** Opening Source information block **
PR #2233, opened 2021-09-24
Feature/airport

thomas99baxter:


lib/airport.rb
```diff
@@ -0,0 +1,59 @@
...
+  def attempt_landing(plane)
+    raise "Too stormy to land" if stormy?
+    raise "Airport full!" if airport_full?
+    plane.flying ? land(plane) : raise("Plane is already landed")
+  end
+
+  def attempt_takeoff(plane)
+    raise "Too stormy to takeoff" if stormy?
+    raise "Airport empty!" if airport_empty?
+    is_landed?(plane) ? takeoff(plane) : raise("Your plane isn't in the airport!")
```
troysnowden, line 25: I like this use of the ternary, very niceee

lib/airport.rb
```diff
@@ -0,0 +1,59 @@
...
+  end
+
+  private
+
+  def airport_full?
+    @landed_planes.length >= @capacity
```
troysnowden, line 31: can the length of landed planes ever be greater than the capacity? Like it won't push to the array if it is equal to the capacity so shouldn't ever be more than that, assuming you never pre populate it with more than the capacity

lib/airport.rb
```diff
@@ -0,0 +1,59 @@
...
+  def airport_empty?
+    @landed_planes.length == 0
+  end
+
+  def is_landed?(plane)
+    if @landed_planes.include?(plane) or !plane.flying
+      true
+    else
+      false
+    end
```
troysnowden, line 43: Could use your ternary skillz here.
Also, using or instead of ||??? amateur hour

spec/airport_spec.rb
```diff
@@ -0,0 +1,92 @@
+require "airport"
+require "plane"
+CAPACITY = 20
+
+# this needs to be refactored to use stubs rather than the actual classes
+# but i have ran out of time :()
```
troysnowden, line 6: this is redundant now aye?

spec/airport_spec.rb
```diff
@@ -0,0 +1,92 @@
...
+  it "should raise an error when trying to land an already landed plane" do
+    @test_airport.attempt_landing(@test_plane)
+    expect(@test_airport.landed_planes).to eq([@test_plane])
+
+    expect { @test_airport.attempt_landing(@test_plane) }.to raise_error "Plane is already landed"
+  end
+
+  it "should raise an error when trying to land a plane at a full airport" do
+    CAPACITY.times do 
+      # TODO: stub this
```
troysnowden, line 39: what you wanting to stub here?

lib/airport.rb
thomas99baxter: yeah, so i did have this as an == but gave it a kick about and thought it'd be better to have >= just incase of future cahoots. should be fine tho

lib/airport.rb
```diff
@@ -0,0 +1,59 @@
...
+  end
+
+  def takeoff(plane)
+    @landed_planes.delete(plane)
+    plane.flying = true
+  end
+
+  def stormy?
+    @weather.stormy
+  end
```
troysnowden, line 58: Is this worth having, or just calling the method directly on the weather object possibly?

lib/airport.rb
thomas99baxter: happy to change this. think this was introduced in the rubocop commit though so might cause a linting issue

spec/airport_spec.rb
thomas99baxter: i was wanting to use a double rather than the actual plane class

lib/weather.rb
```diff
@@ -0,0 +1,11 @@
+class Weather
+  attr_reader :stormy
+
+  def initialize
+    @stormy = stormy?
+  end
```
troysnowden, line 6: Do you ever use the initial value of 'stormy'? Or do you just call the stormy method each time? As far as I can tell the latter but I haven't fully checked lol

lib/airport.rb
thomas99baxter: yeah, i agree will stick that in.

lib/weather.rb
thomas99baxter: calling the stormy method on the weather object could change the weather each time its called. so its only being set once and then retrieved by the attr reader

lib/airport.rb
thomas99baxter: calling the stormy method on the weather object could change the weather each time its called. so its only being set once and then retrieved by the attr reader

lib/weather.rb
troysnowden: Righttt, I misunderstood, we've implemented it slightly differently. I've just called the rand method each time whereas you set yours and keep the weather the same. That makes sense all good then

lib/airport.rb
troysnowden: Got ya now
** Closing Source information block **
Task objective
Give back all the data exactly as written.

Answer to this task
PR #2233, opened 2021-09-24
Feature/airport

thomas99baxter:


lib/airport.rb
```diff
@@ -0,0 +1,59 @@
...
+  def attempt_landing(plane)
+    raise "Too stormy to land" if stormy?
+    raise "Airport full!" if airport_full?
+    plane.flying ? land(plane) : raise("Plane is already landed")
+  end
+
+  def attempt_takeoff(plane)
+    raise "Too stormy to takeoff" if stormy?
+    raise "Airport empty!" if airport_empty?
+    is_landed?(plane) ? takeoff(plane) : raise("Your plane isn't in the airport!")
```
troysnowden, line 25: I like this use of the ternary, very niceee

lib/airport.rb
```diff
@@ -0,0 +1,59 @@
...
+  end
+
+  private
+
+  def airport_full?
+    @landed_planes.length >= @capacity
```
troysnowden, line 31: can the length of landed planes ever be greater than the capacity? Like it won't push to the array if it is equal to the capacity so shouldn't ever be more than that, assuming you never pre populate it with more than the capacity

lib/airport.rb
```diff
@@ -0,0 +1,59 @@
...
+  def airport_empty?
+    @landed_planes.length == 0
+  end
+
+  def is_landed?(plane)
+    if @landed_planes.include?(plane) or !plane.flying
+      true
+    else
+      false
+    end
```
troysnowden, line 43: Could use your ternary skillz here.
Also, using or instead of ||??? amateur hour

spec/airport_spec.rb
```diff
@@ -0,0 +1,92 @@
+require "airport"
+require "plane"
+CAPACITY = 20
+
+# this needs to be refactored to use stubs rather than the actual classes
+# but i have ran out of time :()
```
troysnowden, line 6: this is redundant now aye?

spec/airport_spec.rb
```diff
@@ -0,0 +1,92 @@
...
+  it "should raise an error when trying to land an already landed plane" do
+    @test_airport.attempt_landing(@test_plane)
+    expect(@test_airport.landed_planes).to eq([@test_plane])
+
+    expect { @test_airport.attempt_landing(@test_plane) }.to raise_error "Plane is already landed"
+  end
+
+  it "should raise an error when trying to land a plane at a full airport" do
+    CAPACITY.times do 
+      # TODO: stub this
```
troysnowden, line 39: what you wanting to stub here?

lib/airport.rb
thomas99baxter: yeah, so i did have this as an == but gave it a kick about and thought it'd be better to have >= just incase of future cahoots. should be fine tho

lib/airport.rb
```diff
@@ -0,0 +1,59 @@
...
+  end
+
+  def takeoff(plane)
+    @landed_planes.delete(plane)
+    plane.flying = true
+  end
+
+  def stormy?
+    @weather.stormy
+  end
```
troysnowden, line 58: Is this worth having, or just calling the method directly on the weather object possibly?

lib/airport.rb
thomas99baxter: happy to change this. think this was introduced in the rubocop commit though so might cause a linting issue

spec/airport_spec.rb
thomas99baxter: i was wanting to use a double rather than the actual plane class

lib/weather.rb
```diff
@@ -0,0 +1,11 @@
+class Weather
+  attr_reader :stormy
+
+  def initialize
+    @stormy = stormy?
+  end
```
troysnowden, line 6: Do you ever use the initial value of 'stormy'? Or do you just call the stormy method each time? As far as I can tell the latter but I haven't fully checked lol

lib/airport.rb
thomas99baxter: yeah, i agree will stick that in.

lib/weather.rb
thomas99baxter: calling the stormy method on the weather object could change the weather each time its called. so its only being set once and then retrieved by the attr reader

lib/airport.rb
thomas99baxter: calling the stormy method on the weather object could change the weather each time its called. so its only being set once and then retrieved by the attr reader

lib/weather.rb
troysnowden: Righttt, I misunderstood, we've implemented it slightly differently. I've just called the rand method each time whereas you set yours and keep the weather the same. That makes sense all good then

lib/airport.rb
troysnowden: Got ya now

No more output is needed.